Unos se presentaban en el cuartel para saludarlo y expresar sus deseos y los de toda su familia, incluidos los hijos emigrados a la Italia del norte o a Bélgica. Otros iban más allá y aportaban, además de buenas palabras, géneros de primera necesidad como una sartenada de pimientos o unas berenjenas rellenas, una cesta de rosquillas y varias de higos chumbos y de uvas. Incluso hubo quien le llevó una rosca de Pascua, aunque ya casi se había pasado el verano. No faltaron las botellas de vidrio verde oscuro sin etiqueta y cerradas con tapones de corona llenas de vino tinto, aceite y salsa de tomate casera.
Había quien expresaba su satisfacción por la llegada a San Telesforo Jónico de un subteniente de los carabineros, y quien estaba seguro de que un suboficial graduado procedente ni más ni menos que de Milán acabaría por fin con la injusticia plurianual que había soportado hasta entonces.
—Ese grandísimo delincuente de Florestano Scarpàro, llamado el Zorro, mi hermano menor, hace años y años que roba melocotones, manzanas y peras de mis frutales legítimos, que están plantados dentro de mi propiedad, aunque algunas ramas invadan el huerto del susodicho —contaba Catello Scarpàro, apodado el Liante, quejándose de un asunto de propiedad y usufructo al que nadie, ni el alcalde ni la policía urbana, había sabido dar respuesta hasta el momento.

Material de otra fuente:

PR #66, opened 2019-11-15
Refactor scheduling node iterator and sorters

wilfred-s:
A mixture of naming inconsistencies and shared code is cleaned up in the
iterator. The sorter has been updated to be consistent over the different
object types. Unit tests for the iterator and sorters are added.

Flow on changes for naming changes in allocator and pre-emption.

The FairSortingIterator did not work as expected: it would never start at a random point in the list. The iterator is left but nodes after sorting are now always iterated over via the DefaultIterator


pkg/scheduler/node_iterator.go
```diff
@@ -0,0 +1,106 @@
...
+	it := &DefaultNodeIterator{}
+	it.nodes = schedulerNodes
+	it.size = len(schedulerNodes)
+	return it
+}
+
+// Random iterator, wraps the base iterator
+// Iterates over the list from a random starting position in the list.
+// The iterator automatically wraps at the end of the list.
+type RandomNodeIterator struct {
```
yangwwei: The name is a bit confusing. RandomNodeIterator to me sounds like it picks up a random node every time. But the actual, it is a round-robin starting from a random point. Can we call this `RoundRobinNodeIterator`?

pkg/scheduler/node_iterator_test.go
```diff
@@ -0,0 +1,172 @@
+package scheduler
```
yangwwei: missing license header

wilfred-s: oops

pkg/scheduler/node_iterator.go
wilfred-s: ah yes that is much better

yangwwei:
hi @wilfred-s good to go, feel free to merge it by yourself, thanks!

wilfred-s:
Thank you @yangwwei  for the review

Issue #69, opened 2019-11-21
Add throughput test for YuniKorn-core


wangdatan:
We need a unittest-like throughput tool for yunikorn-core for easier troubleshooting.

yangwwei:
Resolved by #70

PR #70, opened 2019-11-21
Add new throughput tests (#69)

wangdatan:
This is for Issue #69

### DIFF
--- a/pkg/scheduler/tests/schedulertestutils.go
+++ b/pkg/scheduler/tests/schedulertestutils.go
@@ -150,6 +150,26 @@ func waitForRejectedApplications(m *MockRMCallbackHandler, appId string, timeout
     }
 }
 
+// Wait till reaches minimum number of accepted Nodes, return duration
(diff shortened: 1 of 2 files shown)


pkg/scheduler/tests/schedulertestutils.go
```diff
@@ -150,6 +150,26 @@ func waitForRejectedApplications(m *MockRMCallbackHandler, appId string, timeout
     }
 }
 
+// Wait till reaches minimum number of accepted Nodes, return duration
+func timeTillMinNumberOfAcceptedNodes(m *MockRMCallbackHandler, minNodes int) time.Duration {
```
yangwwei: We need a proper timeout here, in case something wrong we cannot get expected nodes/allocations in time.
Can we replace this with `utils.WaitFor`?

wangdatan: @yangwwei Done!

PR #71, opened 2019-11-21
Improve scheduler perf test

TaoYang526:
Glad to see scheduler perf test is added, it is useful for us to know scheduling abilities quickly and debug the scheduling perf locally, I have some suggestions about this:
1. Now this test doesn't contain verification about correctness and will last for a few seconds, we have to wait more time to execute 'make test', I suppose to mark this test as non-short and default run 'go test -short'
2. Too many DEBUG logs will be printed in console when running this test, we can change log level dynamically to avoid this.
3. totalAllocations in the test should be 100000 instead of 10000, here I think it's better to adjust the test scale and don't have to wait all allocations are done. For waitForMinAllocations in schedulertestutils.go, we can replace the sleep condition 'allocLen != nAlloc' with 'allocLen < nAlloc' to end this test in advance.

@wangdatan @yangwwei , could you please help to review this init PR, hope to hear your thoughts and improve it later,  Thanks.

### DIFF
--- a/Makefile
+++ b/Makefile
@@ -62,7 +62,7 @@ build: commands
 .PHONY: test
 test:
 	@echo "running unit tests"
-	go test ./... -cover $(RACE) -tags deadlock
+	go test ./... -cover $(RACE) -tags deadlock -short
 	go vet $(REPO)...
 
 # Simple clean of generated files only (no local cleanup).
--- a/Makefile
+++ b/Makefile
@@ -62,7 +62,7 @@ build: commands
 .PHONY: test
 test:
 	@echo "running unit tests"
-	go test ./... -cover $(RACE) -tags deadlock -short
+	go test ./... -cover $(RACE) -tags deadlock
 	go vet $(REPO)...
 
 # Simple clean of generated files only (no local cleanup).
--- a/pkg/scheduler/tests/scheduler_perf_test.go
+++ b/pkg/scheduler/tests/scheduler_perf_test.go
@@ -19,12 +19,19 @@ package tests
 import (
     "github.com/cloudera/yunikorn-core/pkg/common/configs"
     "github.com/cloudera/yunikorn-core/pkg/entrypoint"
+    "github.com/cloudera/yunikorn-core/pkg/log"
     "github.com/cloudera/yunikorn-scheduler-interface/lib/go/si"
+    "go.uber.org/zap"
+    "strconv"
     "testing"
     "time"
 )
 
 func TestSchedulerThroughput5KNodes(t *testing.T) {
+    if testing.Short() {
+        t.Skip("skipping performance testing in short mode")
+    }
+    log.InitAndSetLevel(zap.WarnLevel)
     // Start all tests
     serviceContext := entrypoint.StartAllServices()
     defer serviceContext.StopAll()
@@ -89,7 +96,7 @@ partitions:
     // register 5000 nodes
     totalNode := 5000
     for i:=0; i < totalNode; i++ {
-        nodeName := "node-" + string(i)
+        nodeName := "node-" + strconv.Itoa(i)
         node := &si.NewNodeInfo{
             NodeId:
             nodeName + ":1234",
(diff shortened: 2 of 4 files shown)


Makefile
```diff
@@ -62,7 +62,7 @@ build: commands
 .PHONY: test
 test:
 	@echo "running unit tests"
-	go test ./... -cover $(RACE) -tags deadlock
+	go test ./... -cover $(RACE) -tags deadlock -short
```
wilfred-s: I do not agree with this, benchmark tests should be moved to use `go bench`
We should file a separate issue to adjust the build process to allow benchmarks to be created.

Until we have done that I think we need to run as is and not add the `-short` option

pkg/scheduler/tests/scheduler_perf_test.go
```diff
@@ -19,12 +19,19 @@ package tests
...
+    "strconv"
     "testing"
     "time"
 )
 
 func TestSchedulerThroughput5KNodes(t *testing.T) {
+    if testing.Short() {
+        t.Skip("skipping performance testing in short mode")
+    }
+    log.InitAndSetLevel(zap.WarnLevel)
```
wilfred-s: When we mark this as a benchmark and correctly implement the test we should not need it.
As a temporary workaround I can understand that moving to the standard level (Info) would be more in line to get a view of how the scheduler behaves. Unless the standard is Warn for most deployments.

Makefile
TaoYang526: Yes, this test looks more like a benchmark test, can I update it to be a benchmark test in this PR?

pkg/scheduler/tests/scheduler_perf_test.go
TaoYang526: Make sense to me, thanks.

Makefile
wilfred-s: You can do that, it does require a bit more change but I am OK with that if you want to take that on.
We don't need the benchmark in the makefile as a separate target just yet, we can run them manually.

TaoYang526:
@wilfred-s, I have updated this PR in last commit, please help to review the last commit, thanks.
Updates:
(1) rollback Makefile via removing '-short'
(2) change log level in perf test from 'Warn' to 'Info'
(3) improve TestSchedulerThroughput5KNodes to be benchmark tests with different conditions: request 10000 pods when the number of nodes is 500,1000,2000 or 5000.

Now we can run benchmark tests manually and get benchmark results like this:
```
BenchmarkScheduling/500Nodes/10000Pods-8         	   10000	    314560 ns/op
--- BENCH: BenchmarkScheduling/500Nodes/10000Pods-8
    scheduler_perf_test.go:119: Total time to add 500 node 39.024449ms, 12812.480709 per second
    scheduler_perf_test.go:168: Total time to allocate 10000 containers in 3.145724095s, 3178.918334 per second
--
BenchmarkScheduling/1000Nodes/10000Pods-8        	   10000	    822558 ns/op
--- BENCH: BenchmarkScheduling/1000Nodes/10000Pods-8
    scheduler_perf_test.go:119: Total time to add 1000 node 122.329034ms, 8174.674215 per second
    scheduler_perf_test.go:168: Total time to allocate 10000 containers in 8.225802284s, 1215.686890 per second
--
BenchmarkScheduling/2000Nodes/10000Pods-8        	   10000	   2332072 ns/op
--- BENCH: BenchmarkScheduling/2000Nodes/10000Pods-8
    scheduler_perf_test.go:119: Total time to add 2000 node 215.944315ms, 9261.646920 per second
    scheduler_perf_test.go:168: Total time to allocate 10000 containers in 23.320862587s, 428.800606 per second
--
BenchmarkScheduling/5000Nodes/10000Pods-8        	   10000	   7331169 ns/op
--- BENCH: BenchmarkScheduling/5000Nodes/10000Pods-8
    scheduler_perf_test.go:119: Total time to add 5000 node 780.679261ms, 6404.678912 per second
    scheduler_perf_test.go:168: Total time to allocate 10000 containers in 1m13.311881002s, 136.403539 per second
```

yangwwei:
This looks much nicer now, thanks for getting this done @TaoYang526 .

yangwwei:
I think we need to update the Developer guide accordingly to introduce how to run benchmark test and what does the result means, this can be a follow-up task.

TaoYang526:
Thanks @wilfred-s @yangwwei for the review and commit.

Issue #62, opened 2019-11-05
TestConfigWatcherExpiration UT fails intermittently


TaoYang526:
=== RUN   TestConfigWatcherExpiration
2019-11-05T18:20:48.643+0800       DEBUG  configs/configwatcher.go:92 configuration file unchanged
2019-11-05T18:20:49.646+0800       DEBUG  configs/configwatcher.go:92 configuration file unchanged
2019-11-05T18:20:50.647+0800       DEBUG  configs/configwatcher.go:92 configuration file unchanged
2019-11-05T18:20:51.651+0800       DEBUG  configs/configwatcher.go:92 configuration file unchanged
--- FAIL: TestConfigWatcherExpiration (5.01s)
    configwatcher_test.go:133: assertion failed: expression is false: waitForStopped(cw) == nil
FAIL

Referenced code:
```
// if configWatcher is not running, kick-off running it
// if configWatcher is already running, this is a noop
func (cw *ConfigWatcher) Run() {
	select {
	case cw.soloChan <- 0:
		ticker := time.NewTicker(1 * time.Second)
		quit := make(chan bool)
		go func() {
			for {
				select {
				case <-ticker.C:
					if !cw.runOnce() {
						<-cw.soloChan
						return
					}
				case <-quit:
					<-cw.soloChan
					ticker.Stop()
					return
				}
			}
		}()

		time.AfterFunc(cw.expireTime, func() {
			quit <- true
		})
	default:
		log.Logger().Info("config watcher is already running")
	}
}
```

The cause of this failure is that golang select statement will randomly choose a case when multiple cases can run, we can't guarantee that it can quit in 5 seconds which is the stop timeout defined in TestConfigWatcherExpiration.
I think perhaps we can add a new select statement with default case ahead of this select statement then move the quit case inside, so that it always check quit case first and will go forward to tick if not satisfied, in this way, it can quit after one tick interval at most after expired.
New code like this:
```
		go func() {
			for {
				select {
				case <-quit:
					<-cw.soloChan
					ticker.Stop()
					return
				default:
				}
				select {
				case <-ticker.C:
					if !cw.runOnce() {
						<-cw.soloChan
						return
					}
				}
			}
		}()
```
Looking forward to your feedbacks, thanks!

yangwwei:
Hi @TaoYang526 

It makes sense, can you submit a patch for this? Thanks a lot!

PR #72, opened 2019-11-21
Make sure config watcher can be stopped in time

TaoYang526:
This is a trivial improvement for config watcher to make sure it can be stopped in time and can solve  #62 (TestConfigWatcherExpiration UT fails intermittently).

### DIFF
--- a/pkg/common/configs/configwatcher.go
+++ b/pkg/common/configs/configwatcher.go
@@ -117,6 +117,7 @@ func (cw *ConfigWatcher) Run() {
 					ticker.Stop()
 					return
 				default:
+					break
 				}
 				select {
 				case <-ticker.C:
@@ -124,6 +125,10 @@ func (cw *ConfigWatcher) Run() {
 						<-cw.soloChan
 						return
 					}
+				case <-quit:
+					<-cw.soloChan
+					ticker.Stop()
+					return
 				}
 			}
 		}()
--- a/pkg/common/configs/configwatcher.go
+++ b/pkg/common/configs/configwatcher.go
@@ -112,15 +112,18 @@ func (cw *ConfigWatcher) Run() {
 		go func() {
 			for {
 				select {
+				case <-quit:
+					<-cw.soloChan
+					ticker.Stop()
+					return
+				default:
+				}
+				select {
 				case <-ticker.C:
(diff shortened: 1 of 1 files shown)


pkg/common/configs/configwatcher.go
```diff
@@ -111,16 +111,19 @@ func (cw *ConfigWatcher) Run() {
 		quit := make(chan bool)
 		go func() {
 			for {
+				select {
+				case <-quit:
+					<-cw.soloChan
+					ticker.Stop()
+					return
+				default:
```
yangwwei: Can we add a `break` for the default clause?
I guess they work the same way with or without break, but just want to make it an explicit jump out of select if that makes sense.

pkg/common/configs/configwatcher.go
```diff
@@ -111,16 +111,19 @@ func (cw *ConfigWatcher) Run() {
...
 				select {
 				case <-ticker.C:
 					if !cw.runOnce() {
 						<-cw.soloChan
 						return
 					}
-				case <-quit:
-					<-cw.soloChan
-					ticker.Stop()
-					return
```
wilfred-s: This case should not be removed. If you are in this select we could wait for the ticker to expire (1 sec) before we exit to get triggered in the select above.
This means that if the quit channel is checked, no quit, we move into this select and wait. If the quit is triggered just after we go into this 2nd select we wait 1 sec. A repeated run of the test shows that not having the select adds about 10 seconds on 100 runs. In other words it occurs 1 in every 10 cases.
Setting up a priority select should always follow the double select pattern etc

pkg/common/configs/configwatcher.go
wilfred-s: agree for clarity, not for functionality

TaoYang526: Thanks for the review, make sense to me.

pkg/common/configs/configwatcher.go
TaoYang526: Thanks for the detailed analysis, got it.

wilfred-s:
this resolves #62

wilfred-s:
Thank you @TaoYang526 for the contribution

Solo la avanzada edad de los dos hermanos Scarpàro, así como la intervención de las respectivas esposas, a su vez hermanas, habían impedido hasta aquel momento que el asunto degenerase en un conflicto abierto.
—Comprendo, señor Scarpàro —le dijo Gori Misticò después de oír su exposición oral—, pero tenga en cuenta que llevo aquí treinta y seis horas. No puedo ponerme a indagar asuntos de fruta robada. Deme la oportunidad de ambientarme y de hacerme a la idea.
—¿Le parece que no le estoy dando esa oportunidad, subteniente ilustrísimo? —le rebatió el Scarpàro mayor—. Además, no le pido ni que indague ni que interrogue.
—¿Ah, no? Entonces, ¿qué debo hacer, según usted?
—Empiece por detener a mi hermano —sugirió el hombre con mucho aplomo—. Y luego, si procede, interróguelo a su gusto.